Minha mãe sabe o que eu faço, eu abri o jogo com ela e falei a verdade, afinal nós precisávamos de grana e eu não conseguia nenhum outro tipo de trabalho, minha mãe não tem condições de trabalhar fora então sobrou pra mim me virar sozinha, mas pela minha mãe eu faço tudo, ela é a minha vida e eu só tenho ela e mais ninguém, no começo ela me criticou e não quis aceitar o que eu faço, mas depois que ela viu que esse era o único dinheiro que entrava em casa e não tinha como conseguir de outro jeito, ela começou a aceitar aos poucos mas ainda diz que eu mereço coisa melhor, ela sempre diz o mesmo para Luna que tem um carinho muito grande pela minha mãe, e até a chama de tia, minha mãe conhece a história de vida da Luna e ficou horrorizada com tudo que ouviu, ela também não gosta de nos ouvir chamando uma a outra pelos nossos nomes de guerra, ela sempre nos repreende quando fazemos isso mas é apenas pela força do hábito.

Chego na pensão onde moro e já está tudo escuro, o dono dessa pensão é tão pão duro que não deixa nem a luz da entrada acesa. Entro em casa e minha mãe já está dormindo e vez ou outra ouço ela tossir mas continua dormindo, eu não posso mais deixar minha mãe nessa situação, eu preciso arranjar um lugar melhor para morarmos e um trabalho descente pra mim, mas o fato de não ter a escolaridade concluída dificulta ainda mais as coisas.

Na manhã seguinte quando acordo minha mãe já tinha se levantado, o cheirinho de café entra pelas minhas narinas me dando mais ânimo pra sair da cama, me levanto para fazer minha higiene pessoal e logo me sento a mesa ao lado da mamãe.

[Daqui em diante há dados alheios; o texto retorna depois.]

PR #531, opened 2020-09-06
Less verbose C# examples

kant2002:
I found that C# examples is more scary to look at. It some places written in modern C# features it would be still understandable for the audience and at the same time, less boilerplate


kurtschelfthout:
Nice, thanks!

PR #559, opened 2021-04-06
Allow xUnit Properties attribute to be used at assembly level

LaurenceJKing:
I hope to add similar functionality to the NUnit project too, but I'm less familiar with NUnit, so this will take a bit more investigation.


kurtschelfthout:
Very nice, thank you!

Since you mention it I'll wait a bit for the NUnit additions as well to push a release? But feel free to say otherwise, it's not a problem at all.

LaurenceJKing:
The NUnit work is taking a bit longer than I'd hoped, so feel free to wait or push at your discretion.

PR #576, opened 2021-07-25
Support generating C# records

### LINKED ISSUE #564: Reflection for records fails with C# 9.0
In C# 9.0 compiler generates properties of `record` classes as init-only. It appears that `isCSharpRecordType` does not accommodate for this and fails to recognize such classes as records. To be more specific, reflection-based generation fails for this:

```
public record RgbColor(byte Red, byte Green, byte Blue) {}
```

This works:

```
public record RgbColor(byte Red, byte Green, byte Blue)
{
    public byte Red { get; } = Red;

    public byte Green { get; } = Green;

    public byte Blue { get; } = Blue;
}
```

This post suggests the way to detect init-only properties through reflection: https://alistairevans.co.uk/2020/11/01/detecting-init-only-properties-with-reflection-in-c-9/. I believe that `isCSharpRecordType` must be fixed.

kurtschelfthout:
Closes #564 

The actual change is just to `isCSharpRecordType`, but had to update and adjust test projects to use net 5.0 to be able to conveniently use the C# record type feature in a C# test project. This caused quite a bit of downstream build shenanigans.


paoloambrosio:
This is great! Tried this version and `Arb.Default.Derive` works as expected (see #578).

kurtschelfthout:
Travis apparently has some issues connecting to this repository now that travis-ci.org no longer works. Going to ignore.

PR #2443, opened 2018-02-12
Fix PNG color type read

demurgos:
The color type is the byte at offset 9 in the IHDR PNG chunk
(offset 13 from the chunk size and 25 since the start of the file).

— Toma logo o seu café filha, ou vai esfriar. — Me alerta séria olhando para o horizonte, já faz tempo que não vejo minha mãe sorrindo e isso já está me magoando por dentro.

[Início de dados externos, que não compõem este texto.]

PR #608, opened 2026-09-19
feat(confucius4_r2t2): add bounded VAD endpointing for long streaming ASR

davidxifeng:
Long streaming dictation currently accumulates audio until Confucius4-R2T2 reaches its audio-tower position limit. This adds opt-in Silero VAD endpointing: pauses finalize the current transcript segment, and a strict audio-length cap splits continuous speech before decoding.

This follow-up builds on upstream main after #604 and adds VAD endpointing and streaming boundary fixes to `confucius4_r2t2`, preserving the merged graph-reuse implementation and metadata filtering. The changes are consolidated into a single commit.

- Process transport input as 32 ms VAD frames so multiple boundaries within one packet are handled separately and segment offsets do not depend on packet size.
- Preserve continuous VAD state across recognizer resets. Include retained gap audio in the segment cap and consume short tails at finalization.
- Publish authoritative segment text and input-rate spans through CLI events and the live server's `transcript.segment.end` event with `reset:true`.
- Add model options, WebUI controls, server example, long-stream probe and regression coverage. Declare `vad_gap_keep_ms` in the spec as well as the runtime.

Validation on Apple M3 / Metal with `models/Confucius4-R2T2` and `assets/resources/sample_16k.wav`:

— A senhora está bem mamãe? Está precisando de alguma coisa? — Pergunto tomando o meu café e como um pedaço do bolo que ela havia posto pra mim.

— Sim filha, eu estou bem não se preocupe. — Diz me encarando com carinho.

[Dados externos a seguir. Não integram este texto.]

Issue #503, opened 2026-09-10
[Feature Request] new model: AuK


kooks28:
"AuK is a 1.5B foundation model for speech generation and editing. Trained on millions of hours of diverse audio data, AuK supports zero-shot and instruction-based TTS, content and acoustic editing, paralinguistic editing, speech enhancement, and source separation through a unified natural-language instruction interface."
https://github.com/Tencent-Hunyuan/AuK
https://huggingface.co/tencent/AuK
https://huggingface.co/tencent/AuK-Flash

0xShug0:
@kooks28 Thanks for the pointer. There is a catch: the model uses Qwen2.5-Omni-3B as MLLM encoder so the actual size is much larger.  I also had a bad experience with a Tencent’s model (SongGeneration 2 / LeVo 2 model), which apparently was published just for KPI and turned out to be a complete disaster. Let’s hold off and see more feedback on AuK.

HaujetZhao:
It's not for KPI. It's a revolutionary model! @0xShug0 

Go check out https://auk-project.github.io/

0xShug0:
@HaujetZhao How does Auk compare to FireRed Audio? [FireRedAudio](https://github.com/FireRedTeam/FireRedAudio)? FireRedAudio is in audio.cpp.

HaujetZhao:
I think you should try them both yourself; there's a significant difference between them.

- https://huggingface.co/spaces/tencent/AuK
- https://huggingface.co/spaces/hugging-apps/fireredaudio-tts-demo

In my opinion, AuK excels in editing, to the point where the voice actors no longer need to re-record when lines changes; they simply need to modify the voice using AuK. That's why I consider it revolutionary. It's not a TTS (Text-to-Speech) model, but an audio editing model capable of various adjustments, such as modifying dialogue, extracting clear human voices (removing background noise), isolating specific speakers, and converting regular speech into whispers. I had been eagerly anticipating an open-source version of Adobe Podcast Speech Enhance, and now AuK has arrived, and the ability to extract and enhance voices is just one of its many features.

[...]

PR #612, opened 2026-09-19
AuK: a working port, and evidence for NOT adopting it (draft, closes #503?)

christopherthompson81:
Draft, and deliberately so: **I am recommending against merging this**, and opening it
mainly so the evidence behind that recommendation is reviewable rather than asserted.

#503 asked for AuK. It is ported and verified here. Then I ran its own advertised
capabilities, using its own instruction templates, against audio built so each task had
something to act on. Of the sixteen capabilities on the model card, **four work, five
work partly, five fail, one is inconclusive and one I could not test** — measured on
AuK's own PyTorch implementation, not on this port.

## What the port is

AuK is three models, not one: Qwen2.5-Omni's Thinker as a frozen conditioner, a
Flux2Edit MMDiT, and a causal BigVGAN flow VAE. Each stage was diffed against a PyTorch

— Como não vou me preocupar mamãe, você passa muito tempo sozinha e eu estou me sentindo culpada por isso. — Relato em um tom triste e ela pega a minha mão.

— Já pedi pra você não se preocupar tanto comigo filha, se preocupe um pouquinho mais com você meu amor, você passa o dia todo dentro de casa comigo e a noite naquela boate, isso não é vida pra ninguém, nós já conversamos sobre isso, Millena. — Diz com um olhar de preocupação.

— Eu sei mamãe, e como sempre você tem razão mas infelizmente nesse momento eu não posso mudar isso, eu preciso cuidar da senhora pra que a senhora melhore logo, aí sim poderei dar um jeito nisso... Mas mudando de assunto, como foi a sua noite de ontem? Quando eu cheguei você estava tossindo muito e isso me preocupou. — Pergunto analisando-a.

— Não é nada demais filha, e só a garganta que está um pouco irritada, acho que vou ficar resfriada. — Diz enquanto ajeita os cabelos.

— Se cuida direitinho ouviu mamãe? Por favor...? Olha, aqui está o dinheiro do aluguel e o dinheiro das suas sessões com o psicólogo, e amanhã eu te dou o dinheiro do mercado. — Digo entregando para ela uma quantia em dinheiro e como sempre ela reluta em pegar, mas pega.

— Tudo bem minha filha, Obrigada. — Ela me dá um beijo no alto da cabeça e vai para o quarto.

Termino de tomar o meu café e volto para o quarto também, vou dormir um pouco mais e descansar para trabalhar a noite.